Fazit: Frauen können besser mit Geld und Gefühlen umgehen – also sollten sie politisch die Gelegenheiten ergreifen, um für Heilung von Mensch und Kultur einzutreten. (Um es gleich vorweg zunehmen: Nicht mehr zu den gegenwärtigen Honoraren und nicht mit einem derartig eingeschränkten Berufsrecht!) Männer können diese Dinge laut Untersuchungsergebnis nicht (so gut) – aber sie sollten es lernen. Sie sollten sich nicht mit einem (verantwortungslosen) Eingeständnis à la „Ich Mann, ich inkompetent“ davonstehlen können: Also sollten sie besser lernen, mit Geld umzugehen, lernen, Kinder gesund zu pflegen und Frauen liebevoll wie mitfühlend zu behandeln und Männer sollten Frauen ernst nehmen: und sich selbst gleichfalls. Das sollte Männern zu denken geben – und sie müssen sich fragen lassen, was sie eigentlich wirklich besser können als Frauen. (Aber bitte nur gesellschaftlich Relevantes!)

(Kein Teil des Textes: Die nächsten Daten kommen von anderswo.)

PR #2723, opened 2022-07-30
restructure and/or section

wlammen:
The section where OR and AND is introduced always struck me as untidy and difficult to navigate.  Similar theorems lie scattered around.  This pull request attempts to improve on this.
AND appears to be the more important of both operations wrt building basic blocks, so its theorems are introduced first.  This is contrary to the current order, starting with OR.  So the first part is AND-only, followed by an OR-only section.  The first mixed-op theorems focus on completing the OR part, adding orim12d, that would otherwise be too separated from orim12i.  This is followed by higher level AND/OR-only theorems, which appear to me less fundamental, and more on the application side.  Then the connection between both operations is developed (oran etc.).  At the end are the introduction of NOR, XOR related theorems, and assorted results.
Let me know what you think.

This is a massive PR.  If we agree on how this section should be restructured, it is perhaps better to break this PR up into multiple smaller ones.


benjub:
* I agree with the general restructuring.
* Conjunction should indeed come before disjunction. Another reason is that intuitionistically, conjunction behaves the same as classically, but disjunction is a "harder" connective (the intuitionistic disjunction is strictly stronger than the classical one).
* I would even move statements as follows: wa, df-an, [and-only theorems], wo, df-or, [or-only theorems], etc.
* As you saw, some theorems still have to be mixed up (there will remain some and-only and some or-only theorems which use some and-or theorems so need to be placed after them) (*). A way to have a neat structuring and organization of the results of propositional calculus is to use an axiomatization with the separation property, like the one I advocated in https://github.com/metamath/set.mm/issues/756#issuecomment-877045990, where I had already mentioned the messy section 1.2.6 "Conjunction and disjunction".
* Let's wait for other opinions, but if others agree, then it's true that smaller PRs would help.

(*): of course, since conjunction and disjunction are introduced by definitions and definitions are eliminable, one could theoretically prove and-ony and or-only theorems successively, but that would be at the cost of longer proofs.

jkingdon:
Seems logical to me.

david-a-wheeler:
> Seems logical to me.

*rim shot sound*

I'm coming at this late, but I agree, this restructuring makes sense. Thanks!

PR #2724, opened 2022-07-31
restructure AND: importation/exportation

wlammen:
As discussed in #2723: Break a huge PR up into smaller parts. Step 1:
Importation and Exportation lies at the heart of AND.  An early introduction makes these features available to all other theorems.
1. Put all imp/exp theorems in one place at the beginning.
2. Separate the definition df-an and df-or from each other to underline that they can be developed individually to a great extent.

If this PR gets accepted, more work in this direction will follow.
Follow ups:
- develop ancom, simple anass early, so that they are generally available, and variants differing in that respect can be kept together.
- develop implication/conjunction relations
- develop elementary adant*, simp* theorems
- develop elementary biconditional theorems, so that theorems differing in biconditional/implication can be kept together.
- develop jca based theorems
- develop iba based theorems
- develop ancl based theorems
- develop basic sylan based theorems
- develop anim* based theorems
- fully develop adant*, simp*, most of sylan theorems
- develop mpan based theorems
- pm4.71/pm5.32 and friends
- develop anbi* theorems
- fully develop associative laws
- develop absorption rules
- assorted results with little strategic value
- swap and/or sections


set.mm
```diff
@@ -3860,12 +3860,9 @@ Here we define disjunction (logical 'or') ` \/ ` ( ~ df-or ) and conjunction
 
   $( Declare connectives for disjunction ('or') and conjunction ('and'). $)
   $c \/ $. $( Vee (read:  'or') $)
-  $c /\ $. $( Wedge (read:  'and') $)
```
benjub, line 3863: I thought we agreed that conjunction was to be introduced before disjunction ?

benjub (approved):
See one comment above. You can merge this PR.

I was thinking of a series of successive PRs such that after the n^th PR, the theorems are in the final order up to the a(n)^th statement, with `a` an increasing sequence.

I think there is one level of structuring left available (the one with -.-.-.-), so you may introduce three of these: 1. Conjunction, 2. Disjunction, 3. Mixed theorems (in that third section, there will also be some and-only and or-only theorems whose proofs rely on mixed theorems).

set.mm
```diff
@@ -3860,12 +3860,9 @@ Here we define disjunction (logical 'or') ` \/ ` ( ~ df-or ) and conjunction
 
   $( Declare connectives for disjunction ('or') and conjunction ('and'). $)
```
benjub, line 3861: you can remove "and conjunction..."

set.mm
wlammen: I aim at being less disruptive, so people still find most of the stuff most of the time.  In the end disjunction will follow conjunction.  In private I have a version where (almost) all steps are done.  But doing all in one step is difficult to review.  This PR aims at contracting scattered importation/exportation theorems into a single location, so you can easily browse your options using the 'nearby theorems' overview.  Nothing more.  No proofs are changed, just the order of theorems.

set.mm
wlammen: done

wlammen:
> I was thinking of a series of successive PRs such that after the n^th PR, the theorems are in the final order up to the a(n)^th statement, with a an increasing sequence.

Its about restructuring, starting with the most basic level, that is still a complete topic (importation/exportation).  Following PRs will successively build more and more sophisticated layers.

> I think there is one level of structuring left available (the one with -.-.-.-), so you may introduce three of these: 1. Conjunction, 2. Disjunction, 3. Mixed theorems (in that third section, there will also be some and-only and or-only theorems whose proofs rely on mixed theorems).

Lets wait with the finish until the task is finished.

PR #2727, opened 2022-08-03
restructure AND: jca & iba

wlammen:
Restructure AND: jca centred contributions.

1. collect a couple of convenience theorems around importation, that we need
2. jca (and similar) is a generalization of pm3.2.  Put it closest to this theorem
3. iba is a convenient result based on jca and simp* that is used frequently.  Let it come next.
4. anc* theorems, a loose form of iba
5. Update comments to df-an and df-or.

Many thanks to Gérard Lang who pointed out that df-an, being the first definition now, needs an update of its comment.

The individual commits are better suited for review than the 'Files changed' view


benjub (approved):

benjub (approved):

benjub (approved):

benjub (approved):

benjub (approved):

benjub (approved):

benjub (approved):

benjub:
Well, I wanted to approve commits independently, but this appears as several approvals of the whole PR !  Anyway: ready to merge (and much easier to review indeed).

avekens (changes requested):
As the definitions are not at the beginning of the section, I would propose to split the section and provide two (3rd level) headers:
* Logical conjunction
* Logical disjunction

Or to keep the current 3rd level header, and add two 4th level headers for "and" and "or".

PR #2728, opened 2022-08-03
restructured AND: imdistan* & sylan* & anim*

wlammen:
New to restructured AND:
1. add imdistan* theorems
2. add first layer of sylan* theorems.  Higher level ones need more to be proved efficiently.
3. add anim* like theorems

I recommend to look at the individual commits for review instead of the 'Files changed' view.


benjub (approved):

avekens (changes requested):
Since I was too late for the last PR, I repeat my remarks here again:

As the definitions are not at the beginning of the section anymore, I would propose to split the section and provide two (3rd level) headers:

* Logical conjunction
* Logical disjunction

Or to keep the current 3rd level header, and add two 4th level headers for "and" and "or".

wlammen:
Thanks for your suggestion.  I think there will be at least a third section with mixed operations.  As far as I am concerned, I like to leave it for now as is, until things have matured enough to see what the titles are, and where to draw the lines.  It is on my TODO list.   But of course feel free to implement your own suggestions.  I like to see this as a collaboration.

benjub:
Indeed, I proposed three fourth-level sections at https://github.com/metamath/set.mm/pull/2724#pullrequestreview-1057396698, but Wolf prefers to defer this to the end of the restructuring, and I'm fine with that.

avekens:
> Indeed, I proposed three fourth-level sections at [#2724 (review)](https://github.com/metamath/set.mm/pull/2724#pullrequestreview-1057396698), but Wolf prefers to defer this to the end of the restructuring, and I'm fine with that.

OK, then this should be done at the end...

avekens (approved):

PR #2732, opened 2022-08-04
restructure AND: anbi & anabsan & anass*

wlammen:
restructure AND:
1. add anbi*
2. add anabsan*
3. complete associative laws
4. add anandi*

By and large, here we are.  This is the infrastructure presented by a sort of stand-alone AND to other parts of logic and even a couple of AND based theorems remaining.  Let me know where you see headroom for improvement.


avekens (approved):
OK, so it's time now to adjust the section headers (as discussed before)?

wlammen:
You still need some work on OR-only and mixed AND / OR as well, to find the right place for all headers.  But of course you can prepare the headers in advance and leave the sections (but this one) empty for now.  If this ends this discussion I will go this way. Next PR.

PR #2733, opened 2022-08-05
headers; more sylan theorems in the AND only section

wlammen:


wlammen:
Introduces headers.  Check the comment to the introduction of conjunction for correctness.
syl6an and variants are added to the second sylan layer.
It seems having syllogism at the end of the AND only section is more promising.  Part of this PR reverts commit [876d6b0](https://github.com/metamath/set.mm/pull/2732/commits/876d6b020c5382aefff5411bd33b73aa94764d0d) again.  Unfortunately this messes up the diff view a bit.  Therefore I won't add more to this PR.

avekens (approved):

PR #2734, opened 2022-08-05
Graph theory - walks as word (17)

avekens:
General (main set.mm):
* new theorems ~rabrabi, ~dfss7, ~f1oresf1orab added

Graph theory - walks as word:
* ~wlkpwwlkf1ouspgr renamed ~wlkswwlksf1o
* ~wlkisowwlkupgr replaced by ~wlkswwlksen
* theorems ~wlknwwlksnfun, ~wlknwwlksninj, ~wlknwwlksnsur, ~wlknwwlksnbij2 obsolete; ~wlknwwlksnbij, ~wlknwwlksnen revised
* theorems ~wlkwwlkfun, ~wlkwwlkinj, ~wlkwwlksur, ~wlkwwlkbij, ~wlkwwlkbij2 obsolete
* ~wlksnwwlknvbij revised
* proof of ~rusgrnumwlkg shortened
* ~numclwlk3lem3 renamed numclwwlk3lem1 and moved
* comments revised, using term "double loop"
* some labels revised
* ~numclwwlk1lem2 revised

AV's mathbox:
* new theoems ~f1oresf1o, ~f1oresf1o1 added

### DIFF
--- a/discouraged
+++ b/discouraged
@@ -13314,6 +13314,16 @@
 "wl-syl5" is used by "wl-pm2.04".
 "wl-syl6" is used by "wl-ax3".
 "wl-syl6" is used by "wl-pm2.27".
+"wlknwwlksnbijOLD" is used by "wlksnwwlknvbijOLD".
+"wlknwwlksnfunOLD" is used by "wlknwwlksninjOLD".
+"wlknwwlksnfunOLD" is used by "wlknwwlksnsurOLD".
+"wlknwwlksninjOLD" is used by "wlknwwlksnbijOLD".
+"wlknwwlksnsurOLD" is used by "wlknwwlksnbijOLD".
+"wlkwwlkbijOLD" is used by "wlkwwlkbij2OLD".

Die drei Bereiche Gefühl, samt Heilungsprinzip, Kapital und Organisation des Lebens sind die tragenden Pfeiler einer Kultur (neben der Gebärfunktion, die jedoch jetzt tatsächlich nicht zum neuen Politikum werden sollte). Männer jonglieren vor allem mit drei Dingen, mit denen sie sich vor Frauen setzen und sie blockieren: körperliche Kraft, nimmermüder Kampfgeist und unbedingter Siegeswille. Die Geschlechtsteile und deren Überbewertung lasse ich – völlig unüblich in unserer Kultur – in dieser Gegenüberstellung mal außer Acht.

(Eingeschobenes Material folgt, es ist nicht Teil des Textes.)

PR #2735, opened 2022-08-06
move a couple of AND based theorems to the end of AND only

wlammen:
A couple of theorems are AND based, but are not used for the basic infrastructure.  Create an 'application' level at the end of the AND only section.


avekens (changes requested):
~annotanannotOLD should be moved together with ~annotanannot. For me, however, it would be fine to delete ~annotanannotOLD already now.

wlammen:
> ~annotanannotOLD should be moved together with ~annotanannot.

This is not possible.  Its proof uses OR.

> it would be fine to delete ~annotanannotOLD already now.

This opens up the question, whether a 1 year grace period for OLD proofs is an overkill.  Who really looks at these after, say a few weeks, any more?  A reason for keeping them so long could be to detect changes that do not pay in the long run.  In such a case a permanent reminder might be of some value.

Opinions?

avekens:
> > ~annotanannotOLD should be moved together with ~annotanannot.
> 
> This is not possible. Its proof uses OR.

Ah, I see - then leave it as it is, or delete it.

 
> > it would be fine to delete ~annotanannotOLD already now.
> 
> This opens up the question, whether a 1 year grace period for OLD proofs is an overkill. Who really looks at these after, say a few weeks, any more? A reason for keeping them so long could be to detect changes that do not pay in the long run. In such a case a permanent reminder might be of some value.
> 
> Opinions?

So you want to distinguish between long term OLDs (having a special remark in their comments, but deleted after 1 year) and short term OLDs (no special remark, as today, deleted after, say, 3 months)?

I think 3 months should be the minimum, because some people are not looking at the changes weekly (as we do...).

avekens (approved):

wlammen:
@avekens Oh, I just interpreted your comment. Because discarding ~annotanannotOLD, created on 1-Apr-2022, was fine, the grace period should be shorter in your opinion, I concluded.  There are obvious downsides to OLD theorems:  they litter the database, they distract from concepts otherwise presented concisely.  For the purpose of discussion, I then tried to figure out a reason to keep them for a year, and came up with the 'probation' idea.  In the end, I do not know, why a year is picked, and cannot reason in particular for or against it.  So lets hear what others say.  That is the idea behind the 'Opinions?'

benjub:
I think it's good to have a default period of one year for *OLD theorems. Also, when some proof modifications are clearly minimal and one is sure that no information is lost from the old proof, then it may not be necessary to keep an *OLD version. So: no clear rule here, but contributors can use their judgment (and when in doubt, keep an *OLD version).

sctfn:
Long term (when we have the webpage dynamically generated), could we work on a version that lets us go through the git history on the web? That’d get rid of the whole need for OLD versions, as well as removing the artificial one year boundary.

PR #2742, opened 2022-08-08
Use cbvalvw/cbvexvw when sufficient

benjub:
This follows #2741. This removes dependencies on ax-11,12,13 from a few theorems, like nfcjust, zfpow.


set.mm
```diff
@@ -549389,12 +549389,12 @@ This axiom is _logically_ redundant in the (logically complete)
        27-Jul-2011.)  (Proof modification is discouraged.)
        (New usage is discouraged.) $)
     axc11n-16 $p |- ( A. x x = z -> A. z z = x ) $=
-      ( weq wal ax-c16 alrimiv axc4i-o equequ1 cbvalv a1i imbi12d albidv biimpi
-      vw wi wb wex nfa1-o 19.23 alcoms albii ax6ev pm2.27 ax-mp alimi spv sps-o
-      equequ2 syl sylbi 3syl ) ABCZADZANCZUNADZOZNDZADZBNCZUSBDZOZNDZBDZBACZBDU
-      LUQAUMUPNUNABEFGURVCUQVBABULUPVANULUNUSUOUTABNHZUOUTPULUNUSABVEIJKLIMVBVD
-      BVAVDNBVABDZNDUSBQZUTOZNDZVDVFVHNUSUTBUSBRSUAVIUTNDVDVHUTNVGVHUTOBNUBVGUT
-      UCUDUEUSVDBNUSNDVDBUSVDNANABUHUFUGTUIUJTGUK $.
+      ( vw weq wal wi ax-c16 alrimiv axc4i-o equequ1 cbvalvw a1i imbi12d albidv
```
wlammen: This theorem (axc11n-16, there are more) is
1. in a mathbox not your own;
2. modifications are discouraged.

I don't see much harm.  Still I'd like to know why either condition does not prevent you from updating.

benjub: Good catch... I just did a global "search and replace" and a "verify proof *". I'm going to look into these.

benjub:
As for the latest commit: I checked the references books and made comment citations more faithful. (Not related to the previous commits of this PR, but I hope that the separate commit is enough to make it reviewable.)

set.mm
benjub: So, I looked at them. The "discouraged" tags are there to preserve features of the proofs that are not affected by the change cbv(al|ex)v-->cbv(al|ex)vw (e.g., not using the axiom of choice, or some of the auxiliary schemes of predicate calculus ax-10,11,12,13, etc.).  Furthermore, that change is very minor (which is why I did not add credits nor OLD versions), so I think it is ok to make this modification in the whole file, including mathboxes, as indicated in http://us2.metamath.org/mpeuni/mathbox.html (see sentence with "still part of shared body..."), especially considering the eventuality that some are moved to Main (we would have to keep track of them and do the change cbv(al|ex)v-->cbv(al|ex)vw then).

benjub:
Drawing @tirix's attention on the small edit (in the last commit) of the comment of neiptopreu.

set.mm
wlammen: > see sentence with "still part of shared body..."

The same page: 
`mathbox...is maintained by its contributor independently from the main part of set.mm`

Ok, I am not going to be knit-picky here.  So I will accept this.  I already verified this won't do harm.  Still, I think this should be evaluated in advance.

wlammen (approved):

Das erste Ziel der „Gleichstellungsdebatten“ sollte daher sein, dass Männer und Frauen sich selbst schätzen und ihre eigene „Andersartigkeit“ annehmen und gesellschaftlich mit einbringen ohne ständig der Gefahr der Abwertung ausgesetzt zu werden. Es ist ein Holzweg, wenn das eine Geschlecht dem anderen „Gleichheit“ und „Gleichstellung“ verbal anbietet oder gar gesetzlich glaubt, einräumen zu können: Die Beziehung bleibt charakterisiert durch einen Geber, Mann, und Nehmer, Frau! Damit bleibt die Hierarchie der Geschlechter gewahrt. Denn das Problem geht tiefer, als die „äußere“ Einteilung der Geschlechter inklusive der „einfachen“ kulturellen Rollenzuschreibung glauben macht. Der einzige Weg zur gegenseitigen Akzeptanz führt über die Annahme der eigenen Gefühle und die Akzeptanz des Andersseins von Mann und Frau.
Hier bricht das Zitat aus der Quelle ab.